Since recursively testing for all possible subtrees has the overlapping subproblems property (i.e. we’re computing the same problem over and over) and since for every subset of items (e.g. only 2 nodes) an optimal minimum cost solution can be found, the problem has the optimal substructure property as well and thus it is a good candidate to be solved via dynamic programming.

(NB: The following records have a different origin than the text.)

PR #2909, opened 2019-03-21
Allow Traversable objects to be used in the with keyword of the include and embed tags

thewilkybarkid:
Same as #2901 but for `include` and `embed`.


fabpot:
Thank you @thewilkybarkid.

The following code puts together the requirement for the keys array (i.e. the array of nodes) to be sorted, along with the frequencies arranged abiding by their order, and a dynamic programming iteration via increasing subsets.

#include <iostream>
#include <vector>
#include <limits>
#include <algorithm>

void sortNodesAndFrequenciesByNodes(std::vector<int>& nodes,
                                    std::vector<int>& freqs) {
  // Sort nodes and arrange frequencies accordingly
  std::vector<std::pair<int, int>> indices;
  for (int i = 0; i < nodes.size(); ++i) {
    indices.emplace_back(std::make_pair(i, nodes[i]));
  }
  auto sortByNodes = [](const std::pair<int, int>& a,
    const std::pair<int, int>& b) {
    if (a.second < b.second)
      return true;
    else
      return false;
  };
  std::sort(indices.begin(), indices.end(), sortByNodes);
  std::vector<int> output;
  for (int i = 0; i < indices.size(); ++i) {
    output.push_back(freqs[indices[i].first]);
    nodes[i] = indices[i].second;
  }
  freqs = std::move(output);
}

int minimumCostBST(std::vector<int>& nodes, std::vector<int>& freqs) {

  // A memoization matrix of NxN
  const size_t N = nodes.size();
  std::vector<std::vector<int>> matrix(N, std::vector<int>(N, 0));

  // Base cases: 1-length subexpressions
  for (int i = 0; i < N; ++i) {
    matrix[i][i] = freqs[i];
  }

  // For every subexpression length
  for (int l = 2; l <= N; ++l) {
    for (int i = 0; i <= N - l; ++i) { // For every beginning i
      int j = i + l - 1; // And get the subexpression ending too

      int freqsSum = 0;
      for (int k = i; k <= j; ++k)
        freqsSum += freqs[k]; // This might also be cached

      int minFound = std::numeric_limits<int>::max();

      for (int r = i; r <= j; ++r) {

        int leftCost = 0, rightCost = 0;
        if (r - 1 >= i)
          leftCost = matrix[i][r - 1];
        if (r + 1 <= j)
          rightCost = matrix[r + 1][j];

        int newMin = freqsSum + leftCost + rightCost;

        if (newMin < minFound)
          minFound = newMin;
      }

      // Store the minimum obtained for this interval
      matrix[i][j] = minFound;
    }
  }

  return matrix[0][N - 1];
}

int main() {
  std::vector<int> nodes = { 15, 12, 20 };
  std::vector<int> freqs = { 31, 8, 50 };

  sortNodesAndFrequenciesByNodes(nodes, freqs); // Necessary passage

  std::cout << "Optimal binary search tree has cost "
    << minimumCostBST(nodes, freqs); // 136

  return 0;
}

This algorithm has complexity \( O(N^3) \) and features optimization spots, for instance frequencies sums could be cached instead of being recalculated each time.